READY, FIRE, AIM: Lost in Translation

Ever since I was in grade school and learned all the semi-English words every schoolboy picks up on the playground, I’ve felt pretty secure in my ability to express myself in my native tongue. The proper English vocabulary taught in the classroom, by our teachers, has also been useful on occasion.

But I recently found out that there are 7,138 distinct languages — other than English — spoken in the world, and many of those languages use words that are difficult, if not impossible, to translate into English.

Some experts feel that a human cannot fully appreciate a sensation and emotion, unless they have a word in their language to describe it.

If this is true, then we Americans can’t really understand how people, who speak other languages, experience the world. This could be a good thing, or a bad thing.

For example. The Bantu word mbuki-mvuki refers to an irresistible urge to remove your clothes while dancing. (Emphasis, I suppose, on the ‘irresistible’ part.) This is a feeling I have never personally experienced, mainly because the English language contains no direct equivalent, but also because I am generally shy about dancing naked, even — I presume — if everyone around me spoke Bantu, and had happily shucked off their clothes.

Another example hits closer to home for me: the German word schadenfreude. Schadenfreude is the experience of pleasure, joy, or self-satisfaction that comes from learning of or witnessing the troubles, failures, or humiliation of another person. I’ve had exactly this experience myself, even though I’ve never tried to find an exact English translation for that word. But my grandfather was German, so maybe it’s inherited.
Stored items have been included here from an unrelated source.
PR #1766, opened 2016-03-08
fix json extra newline

aolu11:
POST json body now use json.Encoder#Encode()

This will result a trailing newline. It's mostly for json stream. Not useful in HTTP and will cause some problem（like break data parse protocol）.

Should use json.Marshal() instead.


astaxie:

PR #1782, opened 2016-03-11
BeeLogger can be the writer of  http server's log 

JessonChan:
the change is to make BeeLogger implements io.Writer,so the net/http package will output to the beego's logger

### DIFF
--- a/app.go
+++ b/app.go
@@ -16,6 +16,7 @@ package beego
 
 import (
 	"fmt"
+	"log"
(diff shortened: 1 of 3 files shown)


app.go
```diff
@@ -23,6 +23,8 @@ import (
 	"path"
 	"time"
 
+	"log"
+
```
astaxie: `log` also need to assign with other packages

PR #1791, opened 2016-03-13
Issue1787： if `/m` is a static path mapping to a static dir，and we set `beego.BConfig.WebConfig.DirectoryIndex = true`, then it should redirect to `/m/`

youngsterxyf:
R.T.

### DIFF
--- a/context/output.go
+++ b/context/output.go
@@ -21,6 +21,7 @@ import (
 	"errors"
 	"fmt"
 	"html/template"
+	"io"
 	"mime"
 	"net/http"
 	"path/filepath"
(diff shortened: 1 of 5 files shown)


context/output.go
```diff
@@ -72,10 +73,11 @@ func (output *BeegoOutput) Body(content []byte) error {
 	if output.Status != 0 {
 		output.Context.ResponseWriter.WriteHeader(output.Status)
 		output.Status = 0
+	} else {
+		output.Context.ResponseWriter.Started = true
```
JessonChan: i don't think we need to this else-line

youngsterxyf: Oh，no, this pr has been closed.

PR #1792, opened 2016-03-13
fix issue#1787: if `/m` is a static path mapping to a static dir，and we set `beego.BConfig.WebConfig.DirectoryIndex = true`, then it should redirect to `/m/`

youngsterxyf:
R.T.

fix issue #1787


JessonChan:
LGTM

PR #1799, opened 2016-03-15
Router Filter Improve

JessonChan:
I change the `ControllerRegister.filters` from map to array,which makes filters-access  7.5 times faster than before , I think. Here is test code 

```
package main

import (
	"fmt"
	"time"
)

func main() {
	fm := map[int][]int{
		0: []int{0},
		1: []int{0, 1},
		2: []int{0, 1, 2},
		3: []int{0, 1, 2, 3},
		4: []int{0, 1, 2, 3, 4},
	}
	fi := [5][]int{{0}, {0, 1}, {0, 1, 2}, {0, 1, 2, 3}, {0, 1, 2, 3, 4}}
	max := int(1e7)
	{
		t := time.Now()
		for i := 0; i < max; i++ {
			for l := 0; l < 5; l++ {
				if _, ok := fm[l]; ok {
				}
			}
		}
		fmt.Println(time.Now().UnixNano() - t.UnixNano())
	}
	{
		t := time.Now()
		for i := 0; i < max; i++ {
			for l := 0; l < 5; l++ {
				if len(fi[l]) > 0 {
				}
			}
		}
		fmt.Println(time.Now().UnixNano() - t.UnixNano())
	}
}
```

The result
image

### DIFF
--- a/router.go
+++ b/router.go
@@ -114,7 +114,7 @@ type controllerInfo struct {
 type ControllerRegister struct {
 	routers      map[string]*Tree
 	enableFilter bool
-	filters      map[int][]*FilterRouter
+	filters      [5][]*FilterRouter
 	pool         sync.Pool
 }
 
@@ -122,7 +122,6 @@ type ControllerRegister struct {
 func NewControllerRegister() *ControllerRegister {
 	cr := &ControllerRegister{
 		routers: make(map[string]*Tree),
-		filters: make(map[int][]*FilterRouter),
 	}
 	cr.pool.New = func() interface{} {
 		return beecontext.NewContext()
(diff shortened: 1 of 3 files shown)


router.go
```diff
@@ -617,11 +615,10 @@ func (p *ControllerRegister) ServeHTTP(rw http.ResponseWriter, r *http.Request)
 		context.Output.Header("Server", BConfig.ServerName)
 	}
 
-	var urlPath string
+	var urlPath = r.URL.Path
+
 	if !BConfig.RouterCaseSensitive {
 		urlPath = strings.ToLower(r.URL.Path)
```
astaxie: `urlPath = strings.ToLower(urlPath)`

PR #1803, opened 2016-03-16
fix rotate  read-write lock race

JessonChan:
rewrite the  double-lock check for go1.6
 https://misfra.me/optimizing-concurrent-map-access-in-go/


JessonChan:
@youngsterxyf @ysqi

I’m also fairly sure that my ex-wife Darlene savored feelings of schadenfreude on practically a daily basis, while we were married.

The Inuit people of northern Canada have a word, iktsuarpok, which can be only poorly translated into English, meaning roughly, a sense of intense anticipation while waiting for someone, to the point where you keep going outside to see if they have arrived. To fully appreciate the meaning of iktsuarpok, we need to remember that “going outside to see if they have arrived,” to an Inuit, means stepping out into a raging blizzard at 40 degrees below zero.

Not being an Inuit myself, I would merely glance out the igloo door, now and then, and try to feel contented, chewing some whale blubber.

All of this research into world languages got me thinking about my native tongue (English, mixed with the local vernacular) and about some of the words that we don’t yet have here in America, but which would be useful in describing our feelings, on the odd chance that we wanted our feelings described.

Here are my suggestions for some new American words we could use to communicate our irrepressible urges and feelings of intense anxiety… that people from other lands will have trouble translating.

cybergiggles
A momentary feeling of elation upon learning that the value of your Bitcoin increased by 2% overnight, typically resulting in the purchase of those expensive red tennis shoes you’ve been lusting after on the Zappos website.

avolation
An irresistible urge to squeeze every single avocado in the supermarket bin.

facehooked
A deeply disturbing sense that social media is collecting extremely personal information about you — including your toothbrushing habits, and the color of your underwear — and selling the information to the Chinese.

vaccinsanity
An intense desire, on the part of certain politicians and public health officials, to spend billions of dollars on an experimental chemical mixture, and then try to compel innocent men, women and children to allow the mixture to be injected into their arms.

nostalusion
An inexplicable yearning or nostalgia for the cute girl who sat next to you in high school trigonometry class, who actually couldn’t stand you.

ameriscence
A feeling that only a true American can experience — the feeling that you have been born in the greatest country in human history; that the Founding Fathers created a perfect government (which unfortunately is currently controlled by a bunch of senile criminals); that our free market capitalist economic system provides liberty, justice, and access to wealth for each and every citizen except those who don’t deserve it; and if only every other country could be like America, the world would be an infinitely happier place.

Daily Post readers are invited to use any or all of the above words, free of charge, whenever the need arises. Although I invented them, I feel no ownership. In my humble opinion, ‘feelings’ like anxiety and nostalgia are universal and cannot be ‘owned’ by a single person. If these words help you communicate with the people around you, that will be my just reward.

To anyone who speaks one of the other 7,138 other world languages, I say: Good luck trying to translate these little linguistic nuggets!

Louis Cannon

Underrated writer Louis Cannon grew up in the vast American West, although his ex-wife, given the slightest opportunity, will deny that he ever grew up at all.